Dolar Rp16.435, Jawaban Sri Mulyani & Kubu Prabowo Tak Puaskan Pasar?

Jakarta, CNBC Indonesia - Nilai tukar rupiah terpantau menguat terhadap dolar Amerika Serikat (AS) pada pertengahan perdagangan hari ini, Senin (24/6/2024).
Dilansir dari Refinitiv, rupiah tercatat menguat 0,06% pada 12:00 WIB ke level Rp16.435/US$. Apresiasi ini berbanding terbalik dengan pembukaan perdagangan yang justru melemah 0,12% ke angka Rp16.465/US$.

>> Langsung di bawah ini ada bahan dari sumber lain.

PR #2432, opened 2023-05-29
Load `hulpke/extraperfect` as lazy artifact

### LINKED ISSUE #1245: perfect groups: add additional data as lazy artifacts
We currently have this:
```
julia> perfect_group(1966080,1)
ERROR: Error thrown by GAP: Error,

For reasons of size, the perfect groups library for orders >10^6 is
not distributed fully by default. To access the group requested, get
the file perf33.grp from
https://github.com/hulpke/extraperfect
and put it in the `grp` subdirectory of your GAP installation. Then type

return;

to continue in this GAP session (which will read in the file).

[ ... stacktrace omitted ... ]
```
Needless to say this is not helpful for an Oscar user.

I think we should catch this, and take care of it, by making these two files available as "Lazy artifacts", loaded on demand.

lgoettgens:
Resolves https://github.com/oscar-system/Oscar.jl/issues/1245.

~Hook into `GAP`'s `PerfGrpLoad` to create a symlink to a lazy artifact instead of throwing the error shown in #1245.
`lazy = true` for an artifact needs `LazyArtifacts` to be imported, and only downloads the artifact the first time the artifact string (the `artifact"gap_hulpke_extraperfect"`) is encountered.~

I used a fixed commit of [hulpke/extraperfect](https://github.com/hulpke/extraperfect) instead of `master` to avoid hash mismatches once there is a new commit on `hulpke/extraperfect#master`. This means that the used version of `hulpke/extraperfect` has to be actively updated in `Artifacts.toml`.


gap/OscarInterface/gap/perf.grp.gi
```diff
@@ -0,0 +1,40 @@
+BindGlobal( "PerfGrpLoadOscar", function(sz)
```
fingolfin: Replacing `PerfGrpLoad` like that is a bit brittle :-/.

Here's an alternative idea: perhaps we could always provide `perf27.grp` and `perf33.grp` files, but instead of them being symlinks, provide actual files that essentially do something like this:
```gap
Read(JuliaToGAP(IsString, JuliaEvalString("""artifact"gap_hulpke_extraperfect/extraperfect-80c0cf27bf98ba3eabd287db5ab4fd0f249e0559/perf27.grp" """)));
```

lgoettgens: Yeah, I thought similar. Your idea seems a bit less hacky. I tried to implement it and after some fiddling around got it to work in daa3f0a.

test/Groups/libraries.jl
```diff
@@ -108,6 +108,9 @@ end
    @test number_perfect_groups(ZZRingElem(60)^3) == 1
    @test_throws ArgumentError number_perfect_groups(0) # invalid argument
    @test_throws ArgumentError number_perfect_groups(ZZRingElem(60)^10)  # result not known
+
+   # lazy artifact loading
+   @test perfect_group(1376256, 1) isa PermGroup
```
fingolfin: Hmm, that adds (another?) network access to the test suite, as such the tests may fail if one is offline. And of course it increases disk usage for the testing machine (which is fine for me locally, it's CI jobs I am very slightly worried about).

Dunno if this is a problem with e.g. NanoSoldier.

Anyway, one way to try to deal with this might be to modify this to catch whatever exception is thrown when a download fails, and just accept that?

fingolfin (approved):
Great, this is looking pretty nice now! I have one minor concern about the test which includes network access (CC @ThomasBreuer @thofma @benlorenz )

test/Groups/libraries.jl
ThomasBreuer: Would it make sense to introduce a global `offline` flag for the tests, meaning that if the flag is set to `true` then all those tests that (may) require network access are not executed?

Then we would get an overview of those situations that are expected to require network access, and we can exclude such tests from the CI runs.

lgoettgens: I could imagine 3 ways how to handle this

1. Add some global bool `is_offline` to the tests and replace the test by `is_offline || @test ...`
2. Add a macro `@test_if_online` that decides based on either a global bool or some heuristic (e.g. test network access by pinging something) if the test gets executed or not.
3. Add a macro `@test_online` that tries to run the tests and catches whatever exceptions may occur while using the network, and does not fail in the case of such an exception.

Names are of course open to discussion. What would be your preferred way?

fingolfin: I am open to all. Let's ask @thofma @fieker @benlorenz if they have thoughts on this, too?

thofma: I lean towards 3. (with a `@warning` or `@info` when the exceptions occur), but have no strong opinion.

Although things will get messy once people start writing (and testing) functions, which might require indirectly network access. It is not obvious to a caller which function might have this problem.

benlorenz: Whatever way this is implemented, I would prefer not to run this by default for users testing this (even with a network check, I might be using a limited mobile hotspot since my office doesn't have WiFi...). For github actions CI we may run this but I think this should not fail the CI for a pull request.

But this leads to the question when would this really run and how would it be noticed if it fails? Another separate job which will only run the network dependent jobs and is allowed to fail?

There is the possibility to set a warning in github actions, this would add a small icon to the job: https://docs.github.com/en/actions/using-workflows/workflow-commands-for-github-actions#setting-a-warning-message

I think the NanoSoldier environment does allow network access, but again I would prefer if it does not fail due to network issues.

src/GAP/utils.jl
```diff
@@ -0,0 +1,11 @@
+function _write_gap_file(relpath::String, content::String)
+  gaproot = GAP.Setup.gaproot()
+  path = joinpath(gaproot, relpath)
+  mkpath(dirname(path))
+  # write to a temporary file and move later to avoid race conditions
+  tmpfile = tempname(; cleanup=false)
+  open(tmpfile, "w") do file
+    write(file, content)
+  end
+  Base.Filesystem.mv(tmpfile, path; force=true)
```
benlorenz:
```suggestion
  tmpfile = tempname(dirname(path); cleanup=false)
  open(tmpfile, "w") do file
    write(file, content)
  end
  Base.Filesystem.rename(tmpfile, path)
```
To make this race-condition free you need to put the temporary file in the same directory as the target file (the same filesystem would suffice but directory is easier) and then use the undocumented `rename` function.

Artifacts.toml
```diff
@@ -0,0 +1,7 @@
+[gap_hulpke_extraperfect]
+git-tree-sha1 = "9ef6636e5ca29fea6e6513aec2c977ab5c1b89cd"
+lazy = true
+
+    [[gap_hulpke_extraperfect.download]]
+    sha256 = "2190f2d128f55194b7afc905fef7d77e940a196c102fb3ecdd456813a4f62670"
+    url = "https://github.com/hulpke/extraperfect/archive/80c0cf27bf98ba3eabd287db5ab4fd0f249e0559.tar.gz"
```
benlorenz: Please do not use an archive URL with a hash, it is not stable since the compression settings might change in the future: https://docs.github.com/en/repositories/working-with-files/using-files/downloading-source-code-archives#stability-of-source-code-archives
Only the tree-hash is guaranteed to be stable, not the hash of the archive.

The recommended way is to create a release and upload a tarball as a release asset.

lgoettgens: Ok. So I would change this here using a fixed release asset name for the v0.12.2 release, provide a slightly modified tarball (I would deflate it one level) to someone with write access and then we do a v0.12.2 shortly after merging this?
Or would it be easier to add the tarball to the v0.12.1 release so that we do not break master between merging this and the release?.

benlorenz: On your repository (https://github.com/hulpke/extraperfect) go to the releases page (https://github.com/hulpke/extraperfect/releases) and create a new release. You can choose whatever name and description you want, and in this form upload any (compressed) tarball (e.g. you could download the current tarball and re-upload it there).
Once the release is published you can copy the url of the release asset, it should look like:
`https://github.com/hulpke/extraperfect/releases/download/<releasename>/<tarballname.tar.gz>`

(No need for anything related to oscar releases, just make sure it is not a github-auto-generated tarball with this `.../archive/...` url, these are created on demand and may change)

benlorenz: Sorry, I totally missed that this is not your repository. We could indeed put it in some Oscar release asset but this seems somewhat strange. Maybe we could put it somewhere on the oscar website @fingolfin ?

lgoettgens: > Sorry, I totally missed that this is not your repository. We could indeed put it in some Oscar release asset but this seems somewhat strange.

This is how Hecke does it, see e.g. https://github.com/thofma/Hecke.jl/releases/tag/v0.13.4
Thus I proposed to do it similarly.

benlorenz: I see, ok, fine with me then, just give it a reasonable name.

lgoettgens: Ok, so in Hecke, the assets just got added to the newest release as of the time of merge. So in our case, that would be Oscar.jl v0.12.1.
I will prepare the tarball, send it to @fingolfin to put in the v0.12.1 release, and then update this PR accordingly.

lgoettgens: > I see, ok, fine with me then, just give it a reasonable name.

After thinking about it for a bit: The https://github.com/hulpke/extraperfect repo does not have any license. By providing a tarball as a release asset in the Oscar repo, we would redistribute some unlicensed code. I am not that firm with copyright law, but that still seems a bit whacky to me.
Giving some artifact URL on hulpke's namespace seems a lot less weird and risky to me. Maybe I/me/someone/... should reach out to hulpke (there is a mail address on his github profile) and ask him if he could make a release, or put a license in the repo, or ....
(no @-mentioning him by on purpose)

benlorenz: Mirroring should be fine, both files do have a license header:
```
##  This file is part of GAP, a system for computational discrete algebra.
##  It contains the perfect groups of order 1376256
##  This data was computed by Alexander Hulpke
##  It is distributed under the artistic license 2.0
##  https://opensource.org/licenses/Artistic-2.0
```
and
```
##  This file is part of GAP, a system for computational discrete algebra.
##  It contains the perfect groups of order 1966080
##  This data was computed by Alexander Hulpke
##  It is distributed under the artistic license 2.0
##  https://opensource.org/licenses/Artistic-2.0
```

_Edit_: It would still be nice if this is was mentioned on the repository as well.

test/Groups/libraries.jl
fingolfin: In order to not let this patch bit-rot, I suggest we comment this test out for now, file an issue to remind us about the possibility for optional online tests.

Artifacts.toml
fingolfin: Ah, I missed this bit about mirroring. OK, I'll look into that as well.

fingolfin: OK, I uploaded https://github.com/oscar-system/GAP.jl/releases/download/archive-tag/extraperfect.tar.gz

I created it like this, for maximum reproducibility:
```
#!/bin/sh
export SOURCE_DATE_EPOCH=$(git log -1 --pretty=%ct)
rm -rf extraperfect
mkdir extraperfect
gzip -9 -n -c perf27.grp > extraperfect/perf27.grp.gz
gzip -9 -n -c perf33.grp > extraperfect/perf33.grp.gz
gtar --mtime="$(git log -1 --pretty=%cI)" --owner=0 --group=0 --numeric-owner -cvf extraperfect.tar extraperfect
gzip -n -c extraperfect.tar > extraperfect.tar.gz
```
Note that I compressed the two `.grp` files on purpose -- this saves a little bit of storage for the user, and is handled transparently by GAP.

lgoettgens:
I updated the artifact location, included the generation script as a comment in the `Artifacts.toml`, and commented out the test in favor of https://github.com/oscar-system/Oscar.jl/issues/2480.

test/Groups/libraries.jl
lgoettgens: See https://github.com/oscar-system/Oscar.jl/issues/2480.

benlorenz (approved):

benlorenz:
nightly failure is: https://github.com/oscar-system/GAP.jl/issues/901 / https://github.com/oscar-system/Oscar.jl/issues/2476
doctest-nightly failure is: https://github.com/Nemocas/Nemo.jl/issues/1497

fingolfin (approved):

Di awal perdagangan hari ini, rupiah melemah di tengah sikap investor asing yang keluar dari pasar keuangan domestik. Hal ini tercatat oleh Bank Indonesia (BI) pada data transaksi 19-20 Juni 2024 bahwa investor asing melakukan jual neto Rp0,78 triliun terdiri dari jual neto Rp1,42 triliun di pasar saham, beli neto Rp0,45 triliun di Surat Berharga Negara (SBN) dan beli neto Rp0,19 triliun di Sekuritas Rupiah Bank Indonesia (SRBI).
Namun kekhawatiran itu mulai mereda setelah Konferensi Pers terkait Kondisi Fundamental Ekonomi Terkini dan Rencana Anggaran Pendapatan dan Belanja Negara (RAPBN) 2025 di Kantor Pusat Ditjen Pajak, Jakarta yang menghadirkan Menteri Koordinator Bidang Perekonomian Airlangga Hartarto, Menteri Keuangan Sri Mulyani dan Anggota Bidang Keuangan Tim Gugus Tugas Sinkronisasi Pemerintahan Thomas Djiwandono digelar.
Kekhawatiran investor perihal defisit akan menembus level 3% PDB dipatahkan oleh Airlangga yang menegaskan bahwa APBN pada 2025 akan tetap dijaga sesuai dengan batas-batas aman sesuai yang diamanatkan dalam Undang-Undang Keuangan Negara. Termasuk soal batasan rasio utang terhadap PDB.
"Range defisit di APBN 2,29-2,82% PDB untuk mendukung APBN yang sehat dan berkelanjutan," ucap Airlangga.
Lebih lanjut, Thomas juga memastikan presiden terpilih 2024-2029, Prabowo Subianto, tidak akan meningkatkan rasio utang negara hingga 50% dari produk domestik bruto (PDB). Pernyataan itu menjawab rumor yang sebelumnya telah beredar.
Thomas menyangkal rumor tersebut dan telah merugikan mata uang negara dan pasar obligasi Indonesia.
"Kami sama sekali tidak membicarakan target utang terhadap PDB. Ini bukan rencana kebijakan yang resmi," tegas Thomas.